I can't tell you what you do wrong. However, I can tell you that your problem is completely unaffected by wpa_supplicant.

I also get the error about the wireless having been killed and sometimes a few tries will help. In fact I usually get this error on first

attempt, on second attempt it will tell me that my driver cannot scan for APs and on third it will connect.

Sometimes I have to unload and reload the ipw3945 (the daemon gets restarted anyway in recent versions).

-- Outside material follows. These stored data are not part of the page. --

PR #1346, opened 2021-07-07
[DO NOT MERGE] Add Emscripten platform

ericoporto:
This is a draft pull request. I think it's getting close to have a possible WebGL platform for AGS that people could use.

But the code probably needs adjustments to be merged. It's alright, but I need help understanding what would need to be changed.

Here's the hightlights of things that could or not be problems

- Single thread: Emscripten support pthreads and JS has multithreading features, but having multiple threads today with current in place wasm solutions in Browsers require that the website serves two additional headers. Unfortunately, the usual hosts for this kinda of build doesn't serve these (itch.io, gamejolt, GitHub, ...). Currently this means supporting single thread audio in AGS (at compile time).
  - the pretty code for this would require (#1349).
- Alt+tab/out of focus: I had to hide the existing mechanism for this because it halted the webpage running the game, it does work now.
- It's a new platform and I need a directory to place the html file needed for it's generation, a build script and a markdown file that will describe how to build.
  - Should I add a toplevel directory named Emscripten or create a new dir like "Platforms" and put files in a directory inside this?

The CI for this is not here yet, I will make it soon.

A very small number of people already used experimental versions of the web port (not necessarily the last one) for their games, I think there's interest in it:
https://itch.io/games/made-with-adventure-game-studio/platform-web

Notes: 
- wasm doesn't have a real start and end of process, so we can't boot AGS again if it fails because variables won't be clean on the second time - asset library for example will fail a null assert.
- on MacOS, [Safari uses Angle](https://trac.webkit.org/wiki/AngleforWebGL), so the OpenGL renderer will run fine (iOS still has "real" WebGL)
- I will only build existing tests later, they will require nodejs to run the wasm and tests on the command line to verify things are built correctly. Right now this is a little tricky and would require building things twice, the second time for the tests and engine.
- ~~there's maybe something wrong on our Sound driver, according to OpenAL ref though it's all good~~
  - ~~runs fine with Android OpenAL or a regular desktop OpenAL~~
  - ~~MojoAL on the desktop had to be patched to avoid crashing https://github.com/adventuregamestudio/ags/commit/679fc7f516bdfa61cd015d4504117a1a22bf1957~~
  - ~~Emscripten OpenAL patch for this is https://github.com/ericoporto/emscripten/commit/5a7c723301222bc669412447ba13d7f09012be5e~~ THE PATCH HAS BEEN MERGED UPSTREAM!!! 😄🎈🎈

Edit:

Started working on the CI for this. It will take some time since I need to patch emsdk in a custom version and create a docker image - upstream Emscripten recent commits broke things and I can't build basic things anymore currently...


ericoporto:
Since the OpenAL patch has been merged upstream (https://github.com/emscripten-core/emscripten/pull/12664), building with the latest version of everything now at least works fine on the desktop! Need to retest on mobile though! :)

PR #1999, opened 2023-05-08
Editor: feature log panel

### LINKED ISSUE #1362: Read engine Log in the Editor

ivan-mogilko:
Resolves #1362
Based on previous PR attempts by @ericoporto  #1518 and #1989, with fixes and additions.

In short, this features an engine's log output inside the Editor. The log is recorded in a fixed-size buffer, which makes this suitable for a **short-term** log, not a full log.

### From the Engine's side

1. Implements a new log output DebuggerLogOutputTarget with id "debugger" that sends messages through the IDE debugger interface. Similarly to other output types, this may be started and configured using ""--log-debugger=" command line arg.

### From the Editor's side
1. Added DebugLogComponent that creates a log panel.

The errors you see when restarting a device that uses wpa_supplicant are the same as mine. Only unloading and

reloading ipw3945 helps but this will already restart wpa_supplicant, too, so that I never have to start net.eth0

(for me it is eth0), anyway.

One thing I can help you with, however. There is not driver ipw3945 in wpa_supplicant. You have to use -Dwext .

About the killed wireless, my impression is that this only happens when the signal quality is low. With good signal quality

I seem to have this problem a lot less.

----------

## dspahn

I have been using a 3945 for almost a year now. I have had this problem, just like what you two have mentioned. I have decided that it is the nature of the beast- not being a coder myself, I can't improve the problem, but I can suggest how I made it bearable: I created a script that unloads the module, kills the daemon, stops wpa_supplicant, then brings things back up. Nothing special to it, just put the commands you normally have to use to fix it and put sleep commands on every other line to give things time to kick in. You can then set it to run during startup (By copying it to /etc/init.d and using rc-update add wireless default (I called my script wireless). Works great for me.

----------

## menschmeier

Hi jsfan,

If I configure /etc/conf.d/net like this I could not manage the wlan device - not even manually ...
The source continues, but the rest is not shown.